Chart of the Day: Which personalization techniques are most popular?
There are now many website personalization services available (our listing identifies 28), but how popular are they? This new research is useful to businesses considering adopting website personalization since it explores how many businesses are using different types of personalization.
The benefits of personalization are compelling, regardless of the type of business. Once set up, it can automatically deliver an improved customer experience and increase conversion by recommending relevant products and customers to nudge visitors along the customer journey. Such recommendations services are well-known and widely deployed in ecommerce, especially retail, but there are options to use them in other sectors like travel and financial services. Our article identifies 4 categories including B2B, where personalization services can recommend the ‘next-best content’ to nurture prospects.
How Widely Adopted Are Different Personalization Techniques?
Across all companies surveyed, more companies are using personalization for email marketing (72%) compared to Website (57%) and mobile website (28%). This suggests that businesses either find email personalization easier to set up or more valuable.
Which parts of the website are personalization being used on?
The chart shows that just because a personalization tool has been adopted, it’s not necessarily being used across the whole customer journey.
Homepages and ‘interior pages’ recommendations, presumably category and product pages are most popular. Personalising navigation and search are less common.
Is Machine Learning or algorithmic targeting being used for personalization?
Given the hype on artificial intelligence, it was interesting to see a question on this. The majority (67%) are still using the classic rules-based personalization, but a quarter are using rules plus machine learning which we can expect to be the future pattern.
Which criteria are used for targeting visitors?
Criteria for targeting include both automatically observed behaviours or characteristics such as content viewed, location or device and disclosed demographic profile information such as gender or company sector (although this can potentially be inferred).
The research shows that both observed and disclosed criteria top the list. It is surprising to see that stage of the customer journey is relatively low since nurturing with different content through the customer lifecycle is a key benefit of personalization.
Which criteria are used for measuring personalization?

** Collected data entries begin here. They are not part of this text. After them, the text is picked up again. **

PR #1472, opened 2025-07-22
fix: realtime channel error cases

edgurgel:

Fix a few issues with Connect & Authorization usage

* Don't reset Authorization policies on `:confirm_token` as the actual token has not changed and only the expiration can be affected here.
* Avoid resetting Authorization policies twice on new "access_token"
* New access token was not being passed to `authorization_context` when a new access token was provided
* Capture Connect RPC errors that were not handled before

Added comments to the code to explain the changes

### DIFF
--- a/lib/realtime_web/channels/realtime_channel.ex
+++ b/lib/realtime_web/channels/realtime_channel.ex
@@ -64,9 +64,8 @@ defmodule RealtimeWeb.RealtimeChannel do
          :ok <- limit_channels(socket),
          :ok <- limit_max_users(socket.assigns),
          {:ok, claims, confirm_token_ref, access_token, _} <- confirm_token(socket),
-         {:ok, db_conn} <- Connect.lookup_or_start_connection(tenant_id),
          socket = assign_authorization_context(socket, sub_topic, access_token, claims),
-         {:ok, socket} <- maybe_assign_policies(sub_topic, db_conn, socket) do
+         {:ok, socket} <- maybe_assign_policies(sub_topic, socket) do
       tenant_topic = Tenants.tenant_topic(tenant_id, sub_topic, !socket.assigns.private?)
 
       # fastlane subscription
@@ -424,20 +423,18 @@ defmodule RealtimeWeb.RealtimeChannel do
   def handle_in("access_token", %{"access_token" => refresh_token}, socket) when is_binary(refresh_token) do
     %{
       assigns: %{
-        access_token: access_token,
         pg_sub_ref: pg_sub_ref,
         channel_name: channel_name,
-        pg_change_params: pg_change_params,
-        tenant: tenant
+        pg_change_params: pg_change_params
       }
     } = socket
 
-    socket = assign(socket, :access_token, refresh_token)
+    # Update token and reset policies
+    socket = assign(socket, %{access_token: refresh_token, policies: nil})
 
     with {:ok, claims, confirm_token_ref, _, socket} <- confirm_token(socket),
-         socket = assign_authorization_context(socket, channel_name, access_token, claims),
-         {:ok, db_conn} <- Connect.lookup_or_start_connection(tenant),
-         {:ok, socket} <- maybe_assign_policies(channel_name, db_conn, socket) do
+         socket = assign_authorization_context(socket, channel_name, refresh_token, claims),
+         {:ok, socket} <- maybe_assign_policies(channel_name, socket) do
       Helpers.cancel_timer(pg_sub_ref)
       pg_change_params = Enum.map(pg_change_params, &Map.put(&1, :claims, claims))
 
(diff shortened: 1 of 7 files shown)


lib/realtime_web/channels/realtime_channel.ex
```diff
@@ -62,9 +62,8 @@ defmodule RealtimeWeb.RealtimeChannel do
          :ok <- limit_max_users(socket.assigns),
          :ok <- start_db_rate_counter(tenant_id),
          {:ok, claims, confirm_token_ref, access_token, _} <- confirm_token(socket),
-         {:ok, db_conn} <- Connect.lookup_or_start_connection(tenant_id),
          socket = assign_authorization_context(socket, sub_topic, access_token, claims),
-         {:ok, socket} <- maybe_assign_policies(sub_topic, db_conn, socket) do
+         {:ok, socket} <- maybe_assign_policies(sub_topic, socket) do
```
edgurgel: Moved the `Connect` call to happen inside `maybe_assign_policies` only for private channels.

Public channels won't block here to connect.

lib/realtime_web/channels/realtime_channel.ex
```diff
@@ -412,20 +411,18 @@ defmodule RealtimeWeb.RealtimeChannel do
...
 
-    socket = assign(socket, :access_token, refresh_token)
+    # Update token and reset policies
+    socket = assign(socket, %{access_token: refresh_token, policies: nil})
 
     with {:ok, claims, confirm_token_ref, _, socket} <- confirm_token(socket),
-         socket = assign_authorization_context(socket, channel_name, access_token, claims),
-         {:ok, db_conn} <- Connect.lookup_or_start_connection(tenant),
-         {:ok, socket} <- maybe_assign_policies(channel_name, db_conn, socket) do
+         socket = assign_authorization_context(socket, channel_name, refresh_token, claims),
```
edgurgel, line 438: We were using `access_token` and not `refresh_token` here. Wrong authorization context

lib/realtime_web/channels/realtime_channel.ex
```diff
@@ -412,20 +411,18 @@ defmodule RealtimeWeb.RealtimeChannel do
...
         channel_name: channel_name,
-        pg_change_params: pg_change_params,
-        tenant: tenant
+        pg_change_params: pg_change_params
       }
     } = socket
 
-    socket = assign(socket, :access_token, refresh_token)
+    # Update token and reset policies
+    socket = assign(socket, %{access_token: refresh_token, policies: nil})
```
edgurgel, line 435: Resetting the policies here.

lib/realtime_web/channels/realtime_channel.ex
```diff
@@ -620,22 +617,14 @@ defmodule RealtimeWeb.RealtimeChannel do
...
 
   defp confirm_token(%{assigns: assigns} = socket) do
-    %{
-      jwt_secret: jwt_secret,
-      access_token: access_token,
-      tenant: tenant_id
-    } = assigns
+    %{jwt_secret: jwt_secret, access_token: access_token} = assigns
 
-    topic = Map.get(assigns, :topic)
```
edgurgel, line 604: This was always `nil` causing the call below on `maybe_assign_policies` to set it to `nil`. That's how we were resetting policies before.

lib/realtime_web/channels/realtime_channel.ex
```diff
@@ -620,22 +617,14 @@ defmodule RealtimeWeb.RealtimeChannel do
...
-    socket = Map.put(socket, :policies, nil)
     jwt_jwks = Map.get(assigns, :jwt_jwks)
 
     with jwt_secret_dec <- Crypto.decrypt!(jwt_secret),
          {:ok, %{"exp" => exp} = claims} when is_integer(exp) <-
            ChannelsAuthorization.authorize_conn(access_token, jwt_secret_dec, jwt_jwks),
-         exp_diff when exp_diff > 0 <- exp - Joken.current_time(),
-         {:ok, db_conn} <- Connect.lookup_or_start_connection(tenant_id),
-         {:ok, socket} <- maybe_assign_policies(topic, db_conn, socket) do
```
edgurgel, line 613: Stopped calculating authorization here as confirm token is just checking if the token is valid. 

We don't need to re-evaluate the policies at this stage. Just when we join and when the access token changes.

lib/realtime_web/channels/realtime_channel.ex
```diff
@@ -412,20 +411,18 @@ defmodule RealtimeWeb.RealtimeChannel do
...
-        tenant: tenant
+        pg_change_params: pg_change_params
       }
     } = socket
 
-    socket = assign(socket, :access_token, refresh_token)
+    # Update token and reset policies
+    socket = assign(socket, %{access_token: refresh_token, policies: nil})
 
     with {:ok, claims, confirm_token_ref, _, socket} <- confirm_token(socket),
```
edgurgel, line 437: `confirm_token` was also calling `maybe_assign_policies` but we already call it in the next line. The confirm_token one was just resetting the policies due to the bug on `topic` assigns (see `confirm_token` comment)

lib/realtime_web/channels/realtime_channel.ex
filipecabaco: doing this will create issues if the person is using broadcast from database and public channels

also this was being done to check if tenant db was healthy

lib/realtime_web/channels/realtime_channel.ex
filipecabaco: this was done to recheck in case RLS policies change in between checks

filipecabaco: ideally we would "capture RLS changes" but this was the other way to handle it

lib/realtime_web/channels/realtime_channel.ex
edgurgel: Fair point! Will keep the connect on join!

edgurgel: Done [here](https://github.com/supabase/realtime/pull/1472/commits/2f51df45798f652abad25296f1f3cdbc17623d08)

lib/realtime_web/channels/realtime_channel.ex
edgurgel: Yeah but how often RLS policies change compared to access token refreshing? 🤔  

I think if we want to do this then yeah probably better to detect elsewhere and broadcast to all websockets to refresh it?

Like from time to time list the realtime.messages policy and when changed broadcast? Again I don't think policies change that often though

filipecabaco: depends because if the user is using anon directly the token actually has a 10 year expiration date at the moment so it won't happen that often but then you are right as those scenarios are not applicable here as they are not using private channels 🤔 ...

that tracking would be good but then it's another side process... but better than one flow per process doing it to be fair 😆

filipecabaco (approved):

No surprises here, conversion tops the list since whether it is B2B or B2C companies are typically using personalization to boost conversion to lead or sale. Revenue (measured by revenue per visit) is relatively low since the sample included many B2B companies for which personalization is less relevant. It is interesting to see that the impact on customer satisfaction after implementing a personalization programme is also used by some businesses.
What improvement in revenue can personalization deliver?
This is a useful chart for benchmarking since it can support the business case and is also useful for expectation setting. It would be interesting to see this broken down by sector and to know whether the lift is measured by clickthrough rates or revenue.
The survey suggests that personalization shouldn’t be seen as a ‘silver-bullet’, with nearly half of companies gaining less than 10% uplift, which given the cost of implementing personalization may mean that a positive ROI isn’t achieved. However, these may be limited deployments not using all the features and 43% are seeing an uplift of 10 to 30% which is compelling regardless of how you are measuring lift.